Exercise aim | Using the records below, copy every line that holds the string "DESTDIR".

Collected data
********************

PR #1190, opened 2022-11-22
Fixed const-ness of src data pointer in lz4file and install lz4file.h

vsolontsov-volant:


Cyan4973 (approved):
Good point !
Indeed, this ptr parameter should have been a `const` all along : this function is writing _into a file_ from a read buffer.

lib/Makefile
```diff
@@ -207,6 +207,7 @@ install: lib liblz4.pc
 	$(INSTALL_DATA) lz4.h $(DESTDIR)$(includedir)/lz4.h
 	$(INSTALL_DATA) lz4hc.h $(DESTDIR)$(includedir)/lz4hc.h
 	$(INSTALL_DATA) lz4frame.h $(DESTDIR)$(includedir)/lz4frame.h
+	$(INSTALL_DATA) lz4file.h $(DESTDIR)$(includedir)/lz4file.h
```
Cyan4973, line 210: My understanding is that you wanted to provide this additional header file in a separate PR ?

vsolontsov-volant: That was an request from @t-mat. Anyway this change is wrong -- `lz4file.h` should be installed together with `lz4frame_static.h`while here I put it with all the base API.

PR #1198, opened 2022-12-03
Add `freestanding` to `all` and `test` of `tests/Makefile`

t-mat:
Follow up of #1184 and #1187

Now `tests/Makefile` contains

********************

Response for this exercise |
 	$(INSTALL_DATA) lz4.h $(DESTDIR)$(includedir)/lz4.h
 	$(INSTALL_DATA) lz4hc.h $(DESTDIR)$(includedir)/lz4hc.h
 	$(INSTALL_DATA) lz4frame.h $(DESTDIR)$(includedir)/lz4frame.h
+	$(INSTALL_DATA) lz4file.h $(DESTDIR)$(includedir)/lz4file.h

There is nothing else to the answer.